Some Thoughts on my Experience as Co-Editor of Economic Thought
The journal Economic Thought renews the dialogue between theoretical developments in economics and the history of economic thought. It is also one of the latest additions to the growing list of open peer-reviewed journals. It was a privilege to contribute to the launching and development of this journal.
The history of economic thought can take different paths. One consists in identifying the sequence of contributions made by different authors since the birth of the discipline. The typical narrative is that of a list of discoveries and developments where each stage is considered to be an improvement over its predecessors. The study of the older ideas and doctrines becomes a curiosity, something for the visitors to the museum of obsolete doctrines on a rainy afternoon. History of economic thought, from this perspective, is a venture of limited scientific value.
But if one considers the fact that contemporary economic theory has not been able to solve several fundamental problems that were identified since the origins of the discipline, the simple chronological sequence of discoveries is not only not enough: it is totally misleading.
This realization leads to a different way of looking at the history of economic thought. It is based on the idea that the history of a scientific discipline is the history of the efforts to build or to determine the discipline’s fundamental concepts. These fundamental concepts are those elementary particles without which it would be impossible to enunciate statements with an economic sense. At least three or four come to mind: price formation, markets, money and, finally, capital. When looked at from the vantage point of how different authors contribute to the development of these fundamental concepts, the history of economic thought corresponds really to a study in comparative economic theory.
It is difficult to think of examples of economic utterances that do not contain or make reference to these fundamental concepts. And yet, there is a raging debate on the nature of each of one of these concepts in the discipline of “Economics”, cutting across micro and macroeconomics, and even confronting different schools of thought. Even money, without doubt the most important economic object, remains a problem area where origin and nature are hotly debated. The fact that money was exiled from the analysis of market processes as the discipline was being born and that this tradition has been maintained until our days is one of the most outstanding facts of economic theory. The difficulties in the integration of value theory and monetary theory occupied the attention of authors as diverse as Marx, Hahn, Clower, Samuelson and Patinkin. But the problem remains largely unsolved and microeconomics continues to be developed in terms of relative prices in a non-monetary context.
But the problems surrounding the concept of money are not the only example. The state of economic theory today reflects a collection of many unsolved problems that go back in time, in some cases, to the days of the foundation of economics as an autonomous branch of the social sciences. Let me just focus on what is perhaps the best example of this. The well-known reference made by Adam Smith in Book IV of his Wealth of Nations to the invisible hand helped design and launch a research programme that led all the way to general equilibrium theory. This is why Arrow and Hahn, in their General Competitive Analysis (published in 1971) say that Smith was the creator of general equilibrium theory. It also explains why they think that the underlying idea that a social system moved by independent actions is consistent with a final coherent state of balance is “the most important intellectual contribution that economic thought has made to the general understanding of social processes”.
But that research programme ended in a resounding failure. The first symptoms came with the rather unsatisfactory results of stability theory produced by Arrow, Block and Hurwicz in 1959 and then with the more lethal findings contained in the Sonnenschein-Mantel-Debreu theorems of 1974.
That mainstream theory continues to have a difficult time swallowing these results is revealed by the fact that they are seldom taught and are in many ways systematically ignored in current theoretical thinking.
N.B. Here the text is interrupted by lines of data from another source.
PR #2392, opened 2018-01-18
Immutable redux

theengineear:
This PR does two things:

1. brings in `redux-immutable`, which recently allowed users to pass in a `getDefaultState` function to it's `combineReducers` that we can use as a `RecordFactory`
2. defines a new reducer-creation-function to create immutable maps of `ids: values`

This is sort-of just for discussion atm, but it sets us up to become fully immutable with our state.

### DIFF
--- a/packages/core/package.json
+++ b/packages/core/package.json
@@ -34,6 +34,7 @@
     "react-redux": "^5.0.6",
     "react-syntax-highlighter": "^6.0.0",
     "redux": "^3.7.2",
+    "redux-immutable": "^4.0.0",
     "rxjs": "^5.5.6",
     "uuid": "^3.1.0"
   },
--- a/packages/core/__tests__/reducers/createImmutableMapReducer-spec.js
+++ b/packages/core/__tests__/reducers/createImmutableMapReducer-spec.js
@@ -1,0 +1,74 @@
+import createImmutableMapReducer from "../../src/reducers/createImmutableMapReducer";
+import { Map, Record } from "immutable";
+import { combineReducers } from "redux-immutable";
+
+const appRecordFactory = Record({ resourcesById: Map() });
+const resourceRecordFactory = Record({ exists: false, name: "" });
+
+describe("createImmutableMapReducer", () => {
+  it("can be used with redux-immutable's combineReducers w/ Records", () => {
+    const exists = (state, action) => {
+      if (action.type === "RESOURCE/CREATE") {
+        return true;
+      }
+      return state;
+    };
+
+    const name = (state, action) => {
+      if (action.type === "RESOURCE/NAME") {
+        return action.name;
+      }
+      return state;
+    };
+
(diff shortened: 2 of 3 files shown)


theengineear:
@rgbkrk thoughts? I started trying to implement some of these `byRef` functions and realized that I would have some really awkward places where the `thingByRef` object would keep coming in as a Plain Javascript object and the underlying `thing` would be a `Record` 😿.

theengineear:
I wrote out the spec file as a sort-of POC that this should all work as expected.

packages/core/package.json
```diff
@@ -34,6 +34,7 @@
     "react-redux": "^5.0.6",
     "react-syntax-highlighter": "^6.0.0",
     "redux": "^3.7.2",
+    "redux-immutable": "^4.0.0",
```
rgbkrk, line 37: One minor issue I see is that redux-immutable's peerDep is not set to handle our range on immutable. You might have found it to be a non-issue though.

rgbkrk (approved):

rgbkrk:
I'm not really sure why you're thinking the byRef objects would sometimes be non immutable JS objects wouldn't we just create the records when they're first created and then work with them as immutable objects from there on?

rgbkrk:
Going ahead and merging as this can be started to be out into place on all the root reducers for each app.

theengineear:
>I'm not really sure why you're thinking the byRef objects would sometimes be non immutable JS objects wouldn't we just create the records when they're first created and then work with them as immutable objects from there on?

I could have been clearer above. My comment was just pointing out:

```
const resourceFactory = Immutable.Record({ name: "default" });
const resource = resourceFactory({ name: "some-name" });
const root = { byId: { someId: resource } };

console.log(Immutable.isImmutable(root))
// false
console.log(Immutable.isImmutable(root.byId));
// false
console.log(Immutable.isImmutable(root.byId.someId));
// true
```

I think we're on the same page. I just want to have the whole state tree be immutable. I think it's not actually so bad now that we've flattened the state. However, I was thinking about how `play` nests state, something like this:

```
{
    serversById: {
        serverId: {  // server envelope POJO
          server: {  // server object Record
              config: { .. }, // server config Record
              kernelsById: {  // ew, POJO
                  kernelId: {  // kernel envelope POJO
                      kernel: { .. } // Record
                  }
              }
          }
        }
    }
}
```

Again, since we flattened the state, we don't have any `byId`'s that are nested inside `Record`'s like this, so it's less of an issue. However, I'll still find it less confusing if our whole state tree is really in Immutable-land.

theengineear:
@rgbkrk ^^

theengineear:
Also, :tada: for `Immutable.isImmutable`!

rgbkrk:
Ah, cool yeah. Since we have the flattened structures we can use well typed `Record`s and `Ref`s liberally.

Almost nobody teaches stability theory any more. And only cursory references made en passant on Lyapunov functions are offered to students even in advanced microeconomic courses. On the other hand, macroeconomic theory, from the rational expectations critique to the real business cycle and New Keynesian models, has systematically proceeded to ignore these negative results from mainstream microeconomic theory. Ironically, this was common practice even as the cry to provide microeconomic foundations for macro models was raging!
The practice of incorporating the standard assumptions of microeconomics to build a theory of the aggregative behaviour of capitalist economies is a colossal mistake. It not only denies the essence of macroeconomics, it also says a lot of the subordinate place that has been assigned in academia to the history of economic thought.
Once we recognize the shortcomings and limitations of contemporary economic theory, going back in time to study the contributions of past authors becomes a necessity. It can help unravel the nature of the problems that occupy our attention today and it can improve our understanding of the way in which those problems can be tackled in contemporary societies.
I suspect this is what students had in mind in 2000 when they first started to protest in the beginnings of the post-autistic movement. They were right. History of economic thought should be seen as part and parcel of a scientific research programme in economic theory.
Learning from my colleagues in the editorial team of Economic Thought, as well as from contributors, authors and commentators alike, was a great privilege. I owe special thanks to Edward Fullbrook for inviting me to take part of this project.